▶ _Given records_
◆ ◆ ◆ ◆
PR #4578, opened 2023-04-20
libbpf-tools/memleak: support ksyms and syms_cache

ShenChen1:
This commit allows the use of 'ksyms' for kernel symbols and 'syms_cache' for userspace application symbols when 'blazesym' is not supported.

### DIFF
--- a/libbpf-tools/memleak.c
+++ b/libbpf-tools/memleak.c
@@ -133,9 +133,12 @@ static int event_notify(int fd, uint64_t event);
 static pid_t fork_sync_exec(const char *command, int fd);
 
 #ifdef USE_BLAZESYM
-static void print_stack_frame(size_t frame, uint64_t addr, const blazesym_csym *sym);
+static void print_stack_frame_by_blazesym(size_t frame, uint64_t addr, const blazesym_csym *sym);
+static void print_stack_frames_by_blazesym();
+#else
+static void print_stack_frames_by_ksyms();
+static void print_stack_frames_by_syms_cache();
 #endif
-
 static int print_stack_frames(struct allocation *allocs, size_t nr_allocs, int stack_traces_fd);
 
 static int alloc_size_compare(const void *a, const void *b);
@@ -210,7 +213,11 @@ static int child_exec_event_fd = -1;
 #ifdef USE_BLAZESYM
 static blazesym *symbolizer;
 static sym_src_cfg src_cfg;
+#else
+struct syms_cache *syms_cache;
+struct ksyms *ksyms;
 #endif
+static void (*print_stack_frames_func)();
 
 static uint64_t *stack;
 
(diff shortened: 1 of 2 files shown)


ShenChen1:
Hi @inwardvessel @chenhengqi 

Could you help to review it ?
Thanks in advance :)

libbpf-tools/memleak.c
```diff
@@ -133,9 +133,11 @@ static int event_notify(int fd, uint64_t event);
 static pid_t fork_sync_exec(const char *command, int fd);
 
 #ifdef USE_BLAZESYM
-static void print_stack_frame(size_t frame, uint64_t addr, const blazesym_csym *sym);
```
inwardvessel, line 136: can this remain as statically declared?

libbpf-tools/memleak.c
```diff
@@ -395,6 +401,30 @@ int main(int argc, char *argv[])
...
+
+			goto cleanup;
+		}
+		print_stack_frames_func = print_stack_frames_by_ksyms;
+	} else {
+		syms_cache = syms_cache__new(0);
+		if (!syms_cache) {
+			fprintf(stderr, "Failed to create syms_cache\n");
+
+			goto cleanup;
```
inwardvessel, line 424: can you set some non-zero error value before jumping to cleanup (here and above)?

libbpf-tools/memleak.c
```diff
@@ -668,53 +787,7 @@ int print_stack_frames(struct allocation *allocs, size_t nr_allocs, int stack_tr
...
-		for (size_t j = 0; j < env.perf_max_stack_depth; ++j) {
-			const uint64_t addr = stack[j];
-
-			if (addr == 0)
-				break;
-
-			printf("\t%zu [<%016lx>]\n", j, addr);
-		}
-#endif
+		(*print_stack_frames_func)();
```
inwardvessel, line 790: I wonder if we can validate the existence of this function somewhere early on. there's a comment "post-processing and validation of env settings" where checks are done on env values

inwardvessel (approved):
appreciate this addition. left some minor comments.

libbpf-tools/memleak.c
ShenChen1: Done

libbpf-tools/memleak.c
ShenChen1: Done

libbpf-tools/memleak.c
ShenChen1: Hi @inwardvessel 

Thanks for the comments.

I assume that the place you mentioned is too early ? `print_stack_frames_func` is determined by whether the initialization of various `symbolizers` is successful at runtime.
And based on the current implementation, `print_stack_frames_func` should always be valid, otherwise, the program would have jumped to `cleanup` already.

libbpf-tools/memleak.c
inwardvessel: hmm, not a big deal but I wouldn't have expected a permission error. is the implication that privileges are needed for these initializations?

libbpf-tools/memleak.c
inwardvessel: fair enough

libbpf-tools/memleak.c
ShenChen1: Nice view, my first thought was to use a generic errno since there could be various kind of error from low-level parts.

But now I assume `ENOMEM` would be the better one, because `blazesym_new`/`ksyms__load`/`syms_cache__new` could be treated as a kind of memory allocation failure.

what do you think about `ENOMEM` ? Or do you have another proposal ?

inwardvessel: I think that will be ok for now since it's somewhat related. let's get this feature merged in and we can change the error later on if we think of something better in the future.

inwardvessel (approved):
@yonghong-song this is good to merge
◆ ◆ ◆ ◆
▶ _Aim of the exercise_
All lines above should be output verbatim.

▶ _Problem solution_
PR #4578, opened 2023-04-20
libbpf-tools/memleak: support ksyms and syms_cache

ShenChen1:
This commit allows the use of 'ksyms' for kernel symbols and 'syms_cache' for userspace application symbols when 'blazesym' is not supported.

### DIFF
--- a/libbpf-tools/memleak.c
+++ b/libbpf-tools/memleak.c
@@ -133,9 +133,12 @@ static int event_notify(int fd, uint64_t event);
 static pid_t fork_sync_exec(const char *command, int fd);
 
 #ifdef USE_BLAZESYM
-static void print_stack_frame(size_t frame, uint64_t addr, const blazesym_csym *sym);
+static void print_stack_frame_by_blazesym(size_t frame, uint64_t addr, const blazesym_csym *sym);
+static void print_stack_frames_by_blazesym();
+#else
+static void print_stack_frames_by_ksyms();
+static void print_stack_frames_by_syms_cache();
 #endif
-
 static int print_stack_frames(struct allocation *allocs, size_t nr_allocs, int stack_traces_fd);
 
 static int alloc_size_compare(const void *a, const void *b);
@@ -210,7 +213,11 @@ static int child_exec_event_fd = -1;
 #ifdef USE_BLAZESYM
 static blazesym *symbolizer;
 static sym_src_cfg src_cfg;
+#else
+struct syms_cache *syms_cache;
+struct ksyms *ksyms;
 #endif
+static void (*print_stack_frames_func)();
 
 static uint64_t *stack;
 
(diff shortened: 1 of 2 files shown)


ShenChen1:
Hi @inwardvessel @chenhengqi 

Could you help to review it ?
Thanks in advance :)

libbpf-tools/memleak.c
```diff
@@ -133,9 +133,11 @@ static int event_notify(int fd, uint64_t event);
 static pid_t fork_sync_exec(const char *command, int fd);
 
 #ifdef USE_BLAZESYM
-static void print_stack_frame(size_t frame, uint64_t addr, const blazesym_csym *sym);
```
inwardvessel, line 136: can this remain as statically declared?

libbpf-tools/memleak.c
```diff
@@ -395,6 +401,30 @@ int main(int argc, char *argv[])
...
+
+			goto cleanup;
+		}
+		print_stack_frames_func = print_stack_frames_by_ksyms;
+	} else {
+		syms_cache = syms_cache__new(0);
+		if (!syms_cache) {
+			fprintf(stderr, "Failed to create syms_cache\n");
+
+			goto cleanup;
```
inwardvessel, line 424: can you set some non-zero error value before jumping to cleanup (here and above)?

libbpf-tools/memleak.c
```diff
@@ -668,53 +787,7 @@ int print_stack_frames(struct allocation *allocs, size_t nr_allocs, int stack_tr
...
-		for (size_t j = 0; j < env.perf_max_stack_depth; ++j) {
-			const uint64_t addr = stack[j];
-
-			if (addr == 0)
-				break;
-
-			printf("\t%zu [<%016lx>]\n", j, addr);
-		}
-#endif
+		(*print_stack_frames_func)();
```
inwardvessel, line 790: I wonder if we can validate the existence of this function somewhere early on. there's a comment "post-processing and validation of env settings" where checks are done on env values

inwardvessel (approved):
appreciate this addition. left some minor comments.

libbpf-tools/memleak.c
ShenChen1: Done

libbpf-tools/memleak.c
ShenChen1: Done

libbpf-tools/memleak.c
ShenChen1: Hi @inwardvessel 

Thanks for the comments.

I assume that the place you mentioned is too early ? `print_stack_frames_func` is determined by whether the initialization of various `symbolizers` is successful at runtime.
And based on the current implementation, `print_stack_frames_func` should always be valid, otherwise, the program would have jumped to `cleanup` already.

libbpf-tools/memleak.c
inwardvessel: hmm, not a big deal but I wouldn't have expected a permission error. is the implication that privileges are needed for these initializations?

libbpf-tools/memleak.c
inwardvessel: fair enough

libbpf-tools/memleak.c
ShenChen1: Nice view, my first thought was to use a generic errno since there could be various kind of error from low-level parts.

But now I assume `ENOMEM` would be the better one, because `blazesym_new`/`ksyms__load`/`syms_cache__new` could be treated as a kind of memory allocation failure.

what do you think about `ENOMEM` ? Or do you have another proposal ?

inwardvessel: I think that will be ok for now since it's somewhat related. let's get this feature merged in and we can change the error later on if we think of something better in the future.

inwardvessel (approved):
@yonghong-song this is good to merge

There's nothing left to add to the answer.